Your objective:
An exact copy of every record is the expected answer.
---------- Data for the task ----------
PR #452, opened 2017-11-04
Update recovery pro to add ae/no languages

bovirus:
Update recovery pro to add ae/no languages


XECDesign:
NO already present. AE doesn't exist.

Issue #456, opened 2017-11-16
LibreELEC labels


procount:
The partition labels provided in partitions.json for LibreELEC are too long. i.e. "LibreELEC_RPi_System" and "LibreELEC_RPi_Storage". 

If NOOBS finds a label longer than 15 characters, it will completely clear the label and not give the partition any label at all.

As this is an externally hosted OS, could you pass on this request to the LibreELEC maintainers to reduce their partition names to 15 characters or less?

procount:
Actually, a max length of 15 characters (allowing an extra character for an additional number to disambiguate labels with the same name) is only applicable to `ext` partitions. In `FAT` it should be 10 (+1) and in `NTFS` it is 31 (+1). Not sure about others fstypes. so the LibreELEC FAT partition should be 10 chars or less. Maybe NOOBS needs a little tweak for this?

lurch:
I did a quick search, and found the code responsible for this at https://github.com/raspberrypi/noobs/blob/master/recovery/multiimagewritethread.cpp#L452

It does seem a bit odd to completely clear the label, perhaps truncating it (again taking the destination FS into account) would be more appropriate?

BTW @procount does this actually cause install or boot problems, or is it merely a 'cosmetic' issue?

procount:
Yep, that's the spot. Sorry I should have linked to it.

AFAIK it does not cause a problem with NOOBS, except that the 2 LibreELEC partitions will have no names to identify them. So yes, it is more cosmetic than anything else.  Although if there was an OS that referenced it's partitions (e.g. in fstab) by label (which has always been a possibility in NOOBS), then that WOULD be an issue. 

I haven't checked any other OSes to see if any others are affected.

This problem was identified when testing a new feature for the next version of PINN, so it is causing me a problem and I shall have to work around it somehow. Truncating the label appropriately seems like a solution, but from which end should it be truncated in order for the remainder still to be meaningful? In the case of LibreELEC, restricting both labels to 15 characters from the start would end up with "LibreELEC_RPi2_" for both labels, so maybe truncating the beginning might be better? I don't know of any conventions here 🤷‍♂️

lurch:
One 'truncation-convention' that sometimes gets used when both the beginning and end of a filename need to be seen, is to truncate e.g. "LibreELEC_RPi_Storage" to ""LibreE...torage" - but I've got no idea if dots are allowable in filesystem labels! ;-)

XECDesign:
[...]

PR #460, opened 2017-11-23
Shorten partition label names according to fstype

procount:
If a partition label is specified that is >15 characters in length, NOOBS will unilaterally erase it.
This PR will shorten the partition label to the appropriate size for the file system instead: 11 for FAT, 16 for ext4 and 32 for NTFS. It will then make the label unique if necessary.

The shorten() function tries to make a sensible partition label out of one that has several distinct parts. If this is not required, the call can be replaced by something like `label = label.left(maxLabelLen);`

Fixes one issue from #456.


XECDesign:
Thanks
----------
Expected answer:
PR #452, opened 2017-11-04
Update recovery pro to add ae/no languages

bovirus:
Update recovery pro to add ae/no languages


XECDesign:
NO already present. AE doesn't exist.

Issue #456, opened 2017-11-16
LibreELEC labels


procount:
The partition labels provided in partitions.json for LibreELEC are too long. i.e. "LibreELEC_RPi_System" and "LibreELEC_RPi_Storage". 

If NOOBS finds a label longer than 15 characters, it will completely clear the label and not give the partition any label at all.

As this is an externally hosted OS, could you pass on this request to the LibreELEC maintainers to reduce their partition names to 15 characters or less?

procount:
Actually, a max length of 15 characters (allowing an extra character for an additional number to disambiguate labels with the same name) is only applicable to `ext` partitions. In `FAT` it should be 10 (+1) and in `NTFS` it is 31 (+1). Not sure about others fstypes. so the LibreELEC FAT partition should be 10 chars or less. Maybe NOOBS needs a little tweak for this?

lurch:
I did a quick search, and found the code responsible for this at https://github.com/raspberrypi/noobs/blob/master/recovery/multiimagewritethread.cpp#L452

It does seem a bit odd to completely clear the label, perhaps truncating it (again taking the destination FS into account) would be more appropriate?

BTW @procount does this actually cause install or boot problems, or is it merely a 'cosmetic' issue?

procount:
Yep, that's the spot. Sorry I should have linked to it.

AFAIK it does not cause a problem with NOOBS, except that the 2 LibreELEC partitions will have no names to identify them. So yes, it is more cosmetic than anything else.  Although if there was an OS that referenced it's partitions (e.g. in fstab) by label (which has always been a possibility in NOOBS), then that WOULD be an issue. 

I haven't checked any other OSes to see if any others are affected.

This problem was identified when testing a new feature for the next version of PINN, so it is causing me a problem and I shall have to work around it somehow. Truncating the label appropriately seems like a solution, but from which end should it be truncated in order for the remainder still to be meaningful? In the case of LibreELEC, restricting both labels to 15 characters from the start would end up with "LibreELEC_RPi2_" for both labels, so maybe truncating the beginning might be better? I don't know of any conventions here 🤷‍♂️

lurch:
One 'truncation-convention' that sometimes gets used when both the beginning and end of a filename need to be seen, is to truncate e.g. "LibreELEC_RPi_Storage" to ""LibreE...torage" - but I've got no idea if dots are allowable in filesystem labels! ;-)

XECDesign:
[...]

PR #460, opened 2017-11-23
Shorten partition label names according to fstype

procount:
If a partition label is specified that is >15 characters in length, NOOBS will unilaterally erase it.
This PR will shorten the partition label to the appropriate size for the file system instead: 11 for FAT, 16 for ext4 and 32 for NTFS. It will then make the label unique if necessary.

The shorten() function tries to make a sensible partition label out of one that has several distinct parts. If this is not required, the call can be replaced by something like `label = label.left(maxLabelLen);`

Fixes one issue from #456.


XECDesign:
Thanks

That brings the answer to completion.